» **Work instruction**
The complete listing should be transcribed precisely.

──────── Material provided ────────

PR #139, opened 2024-03-23
Chore: Add tests to ensure replace strategy works as expected

aaronsteers:
This aims to assert more confidently that 'replace' strategy works as expected.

────────

» **Problem solution**
PR #139, opened 2024-03-23
Chore: Add tests to ensure replace strategy works as expected

aaronsteers:
This aims to assert more confidently that 'replace' strategy works as expected.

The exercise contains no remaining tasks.